広目鬼(こうもくき)、参上つかまつりましたが、ただ今のご下命は、それがしには実行不可能でござります……」

「こ、の、役立たずッ!」

「畏れ入りましてござります……」

 そう言い終えると、武者は空気中に消え去って行った。

 チャコは目の前が真っ暗になった。

「らふぁえる……」

「え? 今だれかなにか言った?」

 と、いつの間にか、そばに、一人の少年(?)が立っている。甲冑武者とは一八〇度違う存在だった。素肌の背中に白き翼を生やし、青白い清き薄絹を裸の身に纏った、すらりと伸びた肢体の持ち主。少女とも見まごうその少年の美貌に、純粋な微笑さえ浮かばせている。

 もうチャコはこれくらいのことでは驚かない。

「誰でもいいから早く助けてったらッ!」

 その美少年が――場所をお譲り下さい――と身振りした。チャコは逆らわず手を外す。とたん、血が勢いよく噴き出てチャコの心を締め付けた。――が、それもわずかな間のことだった。

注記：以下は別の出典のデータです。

PR #6703, opened 2026-01-03
feat: linux-only system dictionary spell checking

pajlada:
This PR moves the spellchecking settings to the bottom of External Tools.

Additionally, it adds a dropdown there where a linux user gets a list of system-installed dictionaries that can be falled back to if no user-specified dictionary is installed.

the `loadDictionariesFromDirectory` function can be used to load dictionaries from the dictionaries dir later instead of relying only on `index.aff`

### DIFF
--- a/src/widgets/settingspages/ExternalToolsPage.cpp
+++ b/src/widgets/settingspages/ExternalToolsPage.cpp
@@ -18,6 +18,8 @@
 #include <QMessageBox>
 #include <QPushButton>
 
+#include <algorithm>
+
 namespace chatterino {
 
 namespace {
@@ -260,10 +262,11 @@ void ExternalToolsPage::initLayout(GeneralPageView &layout)
             };
         };
         std::vector<std::pair<QString, QVariant>> dictList{{"None", ""}};
-        std::ranges::copy(
-            std::views::transform(
-                getApp()->getSpellChecker()->getSystemDictionaries(), toItem),
-            std::back_inserter(dictList));
+
+        std::ranges::transform(
+            getApp()->getSpellChecker()->getSystemDictionaries(),
+            std::back_inserter(dictList), toItem);
+
         if (dictList.size() > 1)
         {
             SettingWidget::dropdown(


src/controllers/spellcheck/SpellChecker.cpp
```diff
@@ -12,22 +15,77 @@
...
+}  // namespace
+
 class SpellCheckerPrivate
 {
 public:
-    static std::unique_ptr<SpellCheckerPrivate> tryLoad();
+    static std::unique_ptr<SpellCheckerPrivate> tryLoad(
+        const QString &path = {});
 
+    /// NOTE: To support multiple dictionaries at the same time, it seems like we need to store a list of Hunspell instances, each supporting a single dictionary, and then during the spell checking process check each hunspell instance.
```
Nerixyz, line 64:
```suggestion
    /// FIXME: To support multiple dictionaries at the same time, it seems like we need to store a list of Hunspell instances, each supporting a single dictionary, and then during the spell checking process check each hunspell instance.
```

src/controllers/spellcheck/SpellChecker.cpp
```diff
@@ -117,4 +187,55 @@ std::vector<std::string> SpellChecker::suggestions(const QString &word)
...
+    {
+        qCDebug(chatterinoSpellcheck)
+            << "Looking for system dictionaries in" << searchDirectory;
+        for (const auto &dict : loadDictionariesFromDirectory(searchDirectory))
+        {
+            if (dict.isSymbolicLink)
+            {
+                // NOTE: We currently filter out symbolic links from system-loaded dictionaries.
+                // Without this, the list of dictionaries we "support" would be too high on Linux distros.
+                // Installing en_US dictionary symlinks en_GH/en_HK/en_IE/en_IN/en_JM/en_NA/en-NG/en_NZ etc to that installed dictionary.
```
Nerixyz:
```suggestion
                // NOTE: We currently filter out symbolic links from system-loaded dictionaries.
                // Without this, the list of dictionaries we "support" would be too high on Linux distros.
                // Installing en_US dictionary symlinks en_GH/en_HK/en_IE/en_IN/en_JM/en_NA/en_NG/en_NZ etc to that installed dictionary.
```
---

So we don't show `en_NZ` even though it exists, for example?

CHANGELOG.md
```diff
@@ -75,6 +75,7 @@
 - Dev: Simplified uses of `getMessageSnapshot`. (#6607)
 - Dev: Disabled `llvm-prefer-static-over-anonymous-namespace` in clang-tidy. (#6610)
 - Dev: Started work on spell checking. (#6446)
+- Dev: Enabled linux-only system dictionary spell checking fallback. (#6703)
```
Nerixyz: Add to the entry above (since it's not a released feature yet).

src/controllers/spellcheck/SpellChecker.cpp
```diff
@@ -117,4 +187,55 @@ std::vector<std::string> SpellChecker::suggestions(const QString &word)
 #endif
 }
 
+// NOLINTNEXTLINE(readability-convert-member-functions-to-static)
```
Nerixyz, line 190: Why shouldn't this be static?

I think we'd actually want this method (and maybe others) in a `SpellCheckController`. If we allow users to select a dictionary per split, we'll have multiple checkers per app instance.

Maybe that's for the future.

src/controllers/spellcheck/SpellChecker.cpp
pajlada: Correct, because the user doesn't _actually_ have en_NZ installed, they have en_US and en_NZ just points to en_US.

There may be scenarios where a distro installs real dictionaries outside of our search paths, and only includes symlinks in the `/usr/share/hunspell` (or other) search directories, but I haven't run into that in my limited testing.

src/controllers/spellcheck/SpellChecker.cpp
pajlada: I see the `SpellChecker` class as the `SpellCheckController`.

My thinking for multiple dictionaries was to store a vector of Hunspell instances inside `SpellCheckerPrivate`.
This might be the wrong way to think if we support per-split dictionaries, but even then I can see that working.
so yeah, this seems like a future thought

CHANGELOG.md
pajlada: Resolved in [`481d9e4` (#6703)](https://github.com/Chatterino/chatterino2/pull/6703/commits/481d9e4f276832fb5ff8df4efa5b382c9205f1fc) - I've left it as dev since I'm not sure it will be included in the next stable release

src/controllers/spellcheck/SpellChecker.cpp
pajlada: Comment was improved in [`d2cf8ae` (#6703)](https://github.com/Chatterino/chatterino2/pull/6703/commits/d2cf8ae0ae817ce41965b1ac10ca8c6e8d43d1af)

src/widgets/settingspages/ExternalToolsPage.cpp
```diff
@@ -227,6 +231,52 @@ void ExternalToolsPage::initLayout(GeneralPageView &layout)
...
+        std::vector<std::pair<QString, QVariant>> dictList{{"None", ""}};
+
+        std::ranges::transform(
+            getApp()->getSpellChecker()->getSystemDictionaries(),
+            std::back_inserter(dictList), toItem);
+
+        if (dictList.size() > 1)
+        {
+            SettingWidget::dropdown(
+                "Fallback spellchecking dictionary (requires restart)",
```
Nerixyz, line 273: More of a discussion:

Should we call this "Fallback spellchecking dictionary"? We will want to load multiple dictionaries from `Dictionaries/` too (presumably with `loadDictionariesFromDirectory`). These dictionaries should show up in a list like this as well. Or the other way around: we wouldn't want to have two settings (one for system dictionaries and one for local ones). They should all be in the same setting.

Given that we have plans to overwrite a dictionary per split, this would be something like a "Default dictionary".

pajlada: I don't intend this setting to stay as-is, so I won't touch it. The biggest impact this PR has is simplicity of testing dictionaries/experimenting with the feature, and adding the function to look for dictionaries in a given directory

 少年が手のひらを首に接触させ、すぐ外すと――完璧に傷がふさがっているではないか!? おまけに血の汚れさえ嘘のように消えている!

「うううおおお……!!」

 体の芯から唸り声が出た。これはスゴイ! 恐ろしくスゴイ!

 気づくと、そのスゴイ美少年はすでに消えている。

 かまわずシンディを抱きかかえ、チャコはホテルへと飛んだ――


 シンディ・ブライアント二級魔女!

 特一級魔女であるチャコから見ても、シンディのその力は計り知れなかった。

 もしかして自分と同じように、階級を偽っているのかも知れない。

 そう思わせるほど、時折見せるシンディの魔力は、強かった。

 そのシンディが倒された――!?

 おそらくは、戻って来るのが遅いチャコを不審に思ったのだろう。

 部屋にいないことに気づき、ホテルの外に探しに出てしまったのだろう。

 そこを、襲撃された。

 ――チャコの責任だった。

(何者――? なぜ――?)

(シンディを最初から狙っていたの? ――それとも通り魔?)

 なにもわからない。

 わかるのは、相手は相当したたかな魔女だということ。

 賊は、シンディを倒した。その魔力を圧倒したのだ――!! 

 ふいに――


(!)


 ――チャコは、シンディの枕元に。

 ――

 ――死神が、立つのを、感覚した。

 ――

 ――

 ――

 ――

 ――


「……」

 暗黒星雲が、チャコを包み込んだ……。


 チャコはシンディをホテル付きの医者に任せると、一人、建物の外に出た。


         7


 また、すのこに乗って、上昇した。月明かりのもと、眼下に広がるテンノージの豊かな森――


 ――いる!


 距離にして、約五〇〇メートル先――

 じっと、こちらを窺っている気配がある。

「あなた、だあれ?」

 とチャコはささやく。あれほどの相手ならば、この声をしっかりと聞いているに違いなかった。

「……」

 チャコもまた、耳を澄ます。が、いつまでも返答はない。

 ふいに、頭の中に、あの雪面に散乱した宝石のピクチャーが、浮かんだ。

 そして――

 ボスコヴィッチ屋敷から、金銀財宝が根こそぎ奪われた、という事実。チャコに、ひらめくものがあった。

「――もしかして、パール・ナギブ?」

 はたして、半キロ先から、動揺する気配が届く。

「ヨハンナ・ハウトガストも、ボスコヴィッチ様も――シンディも――あなたなのね?」

 風が、吹き始めた。ちらちらと小雪が混じり始める。

「あなたがなぜ、そこまで力があるのか。そして屋敷内で、人を殺すほどのどんな事情があったのか――わたしは知らないし、知りたくもない。もう、今となってはどうでもいい……よくも、……よくも……」

 歯を食いしばった。

 移動の気配が伝わってくる。チャコに向かって、冷えた鋼のごとき硬い意志の塊が、前進してきている。それは明瞭な、攻撃の意思表示だった!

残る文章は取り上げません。